#### Entries supplied ####

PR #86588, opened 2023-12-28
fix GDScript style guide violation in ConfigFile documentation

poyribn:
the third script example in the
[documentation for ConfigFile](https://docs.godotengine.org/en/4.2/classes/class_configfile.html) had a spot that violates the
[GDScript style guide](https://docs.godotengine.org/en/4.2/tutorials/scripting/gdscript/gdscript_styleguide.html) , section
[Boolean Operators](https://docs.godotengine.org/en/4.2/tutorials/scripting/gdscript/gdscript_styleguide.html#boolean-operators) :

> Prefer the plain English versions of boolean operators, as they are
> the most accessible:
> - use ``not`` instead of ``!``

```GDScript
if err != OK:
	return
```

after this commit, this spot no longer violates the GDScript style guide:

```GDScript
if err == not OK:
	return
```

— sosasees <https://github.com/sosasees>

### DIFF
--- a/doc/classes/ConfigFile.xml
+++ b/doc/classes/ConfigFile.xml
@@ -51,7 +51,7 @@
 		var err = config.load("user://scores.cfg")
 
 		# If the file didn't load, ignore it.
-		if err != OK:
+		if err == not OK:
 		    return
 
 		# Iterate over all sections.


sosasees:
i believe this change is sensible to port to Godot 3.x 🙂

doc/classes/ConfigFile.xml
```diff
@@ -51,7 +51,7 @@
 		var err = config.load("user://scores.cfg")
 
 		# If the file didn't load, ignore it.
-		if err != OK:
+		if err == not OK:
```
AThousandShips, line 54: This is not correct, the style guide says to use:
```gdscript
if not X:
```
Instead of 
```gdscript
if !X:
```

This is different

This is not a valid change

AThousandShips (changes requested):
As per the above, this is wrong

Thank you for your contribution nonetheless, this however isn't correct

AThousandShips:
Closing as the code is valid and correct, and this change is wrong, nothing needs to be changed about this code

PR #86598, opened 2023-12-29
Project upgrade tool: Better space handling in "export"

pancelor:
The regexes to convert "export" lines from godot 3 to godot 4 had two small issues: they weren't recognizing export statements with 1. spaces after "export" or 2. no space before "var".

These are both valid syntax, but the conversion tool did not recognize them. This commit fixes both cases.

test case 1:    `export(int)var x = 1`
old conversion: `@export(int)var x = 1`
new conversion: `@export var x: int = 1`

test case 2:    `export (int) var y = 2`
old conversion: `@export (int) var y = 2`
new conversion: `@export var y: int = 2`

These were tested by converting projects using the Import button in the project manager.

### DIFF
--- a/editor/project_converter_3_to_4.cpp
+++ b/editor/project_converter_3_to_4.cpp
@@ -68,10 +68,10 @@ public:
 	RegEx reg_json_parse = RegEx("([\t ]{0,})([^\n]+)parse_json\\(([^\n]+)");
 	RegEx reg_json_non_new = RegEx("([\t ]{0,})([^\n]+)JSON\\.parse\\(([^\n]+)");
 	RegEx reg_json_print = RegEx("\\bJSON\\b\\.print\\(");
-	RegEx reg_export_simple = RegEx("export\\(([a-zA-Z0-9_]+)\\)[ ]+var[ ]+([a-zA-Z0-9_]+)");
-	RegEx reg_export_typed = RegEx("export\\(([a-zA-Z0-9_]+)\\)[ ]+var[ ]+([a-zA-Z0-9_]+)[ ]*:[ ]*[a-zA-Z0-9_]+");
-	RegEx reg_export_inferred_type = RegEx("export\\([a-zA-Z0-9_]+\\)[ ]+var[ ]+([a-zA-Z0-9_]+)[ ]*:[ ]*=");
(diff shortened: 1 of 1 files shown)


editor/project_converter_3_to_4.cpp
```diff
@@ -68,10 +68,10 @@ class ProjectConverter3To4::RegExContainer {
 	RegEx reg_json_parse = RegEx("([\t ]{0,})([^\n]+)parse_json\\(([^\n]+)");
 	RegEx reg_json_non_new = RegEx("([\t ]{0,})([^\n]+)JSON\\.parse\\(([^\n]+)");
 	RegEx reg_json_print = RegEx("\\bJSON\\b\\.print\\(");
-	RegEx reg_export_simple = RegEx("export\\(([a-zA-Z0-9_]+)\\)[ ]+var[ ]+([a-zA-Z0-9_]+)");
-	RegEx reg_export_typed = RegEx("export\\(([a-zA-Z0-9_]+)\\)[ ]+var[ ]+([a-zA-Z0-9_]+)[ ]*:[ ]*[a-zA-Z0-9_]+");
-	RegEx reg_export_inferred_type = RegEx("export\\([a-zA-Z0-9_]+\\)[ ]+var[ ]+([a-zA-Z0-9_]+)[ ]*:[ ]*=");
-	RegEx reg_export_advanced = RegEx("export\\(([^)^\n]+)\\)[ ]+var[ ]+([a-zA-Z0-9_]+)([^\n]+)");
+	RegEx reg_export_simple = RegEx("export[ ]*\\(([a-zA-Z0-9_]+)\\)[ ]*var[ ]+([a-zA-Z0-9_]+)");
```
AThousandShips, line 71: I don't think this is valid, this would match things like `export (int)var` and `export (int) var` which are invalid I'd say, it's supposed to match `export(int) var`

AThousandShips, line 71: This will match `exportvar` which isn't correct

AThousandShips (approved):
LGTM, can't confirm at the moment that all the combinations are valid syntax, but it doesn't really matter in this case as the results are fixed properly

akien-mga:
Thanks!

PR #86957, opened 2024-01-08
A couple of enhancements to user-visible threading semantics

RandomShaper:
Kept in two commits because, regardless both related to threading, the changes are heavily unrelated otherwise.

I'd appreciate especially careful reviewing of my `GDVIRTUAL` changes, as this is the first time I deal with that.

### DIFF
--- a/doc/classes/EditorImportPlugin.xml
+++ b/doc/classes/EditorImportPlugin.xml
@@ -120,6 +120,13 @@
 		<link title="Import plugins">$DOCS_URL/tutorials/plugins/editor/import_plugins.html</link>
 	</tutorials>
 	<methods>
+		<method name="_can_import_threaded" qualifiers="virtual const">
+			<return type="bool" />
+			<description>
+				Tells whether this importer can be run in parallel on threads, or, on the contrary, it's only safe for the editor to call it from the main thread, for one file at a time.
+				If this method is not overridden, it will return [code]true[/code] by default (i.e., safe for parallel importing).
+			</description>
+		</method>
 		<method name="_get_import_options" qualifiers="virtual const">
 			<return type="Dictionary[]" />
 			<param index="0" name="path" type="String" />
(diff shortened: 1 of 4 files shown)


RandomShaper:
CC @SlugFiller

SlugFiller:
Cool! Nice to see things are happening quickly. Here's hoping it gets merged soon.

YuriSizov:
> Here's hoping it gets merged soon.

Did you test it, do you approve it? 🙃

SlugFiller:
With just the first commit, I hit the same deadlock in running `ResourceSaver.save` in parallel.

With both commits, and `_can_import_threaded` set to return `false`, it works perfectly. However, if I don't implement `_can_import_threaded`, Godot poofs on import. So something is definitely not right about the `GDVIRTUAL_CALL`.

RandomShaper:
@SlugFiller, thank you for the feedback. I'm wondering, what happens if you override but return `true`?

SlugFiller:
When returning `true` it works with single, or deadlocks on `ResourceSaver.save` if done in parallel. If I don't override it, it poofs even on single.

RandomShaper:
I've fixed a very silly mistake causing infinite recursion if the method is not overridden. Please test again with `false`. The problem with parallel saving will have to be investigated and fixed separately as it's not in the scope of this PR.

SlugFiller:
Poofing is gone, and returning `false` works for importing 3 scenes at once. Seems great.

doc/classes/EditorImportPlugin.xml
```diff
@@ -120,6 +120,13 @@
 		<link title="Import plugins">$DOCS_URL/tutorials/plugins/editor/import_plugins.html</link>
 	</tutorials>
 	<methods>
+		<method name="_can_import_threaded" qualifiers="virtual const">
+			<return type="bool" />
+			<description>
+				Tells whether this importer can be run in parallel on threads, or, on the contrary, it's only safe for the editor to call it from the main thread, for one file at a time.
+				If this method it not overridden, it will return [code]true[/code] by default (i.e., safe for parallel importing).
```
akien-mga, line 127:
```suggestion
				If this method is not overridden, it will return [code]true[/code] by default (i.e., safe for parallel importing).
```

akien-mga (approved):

####

* _Assignment_
Among the entries above, identify all lines with "changes" and copy them.

* _Task response_
AThousandShips (changes requested):
Kept in two commits because, regardless both related to threading, the changes are heavily unrelated otherwise.
I'd appreciate especially careful reviewing of my `GDVIRTUAL` changes, as this is the first time I deal with that.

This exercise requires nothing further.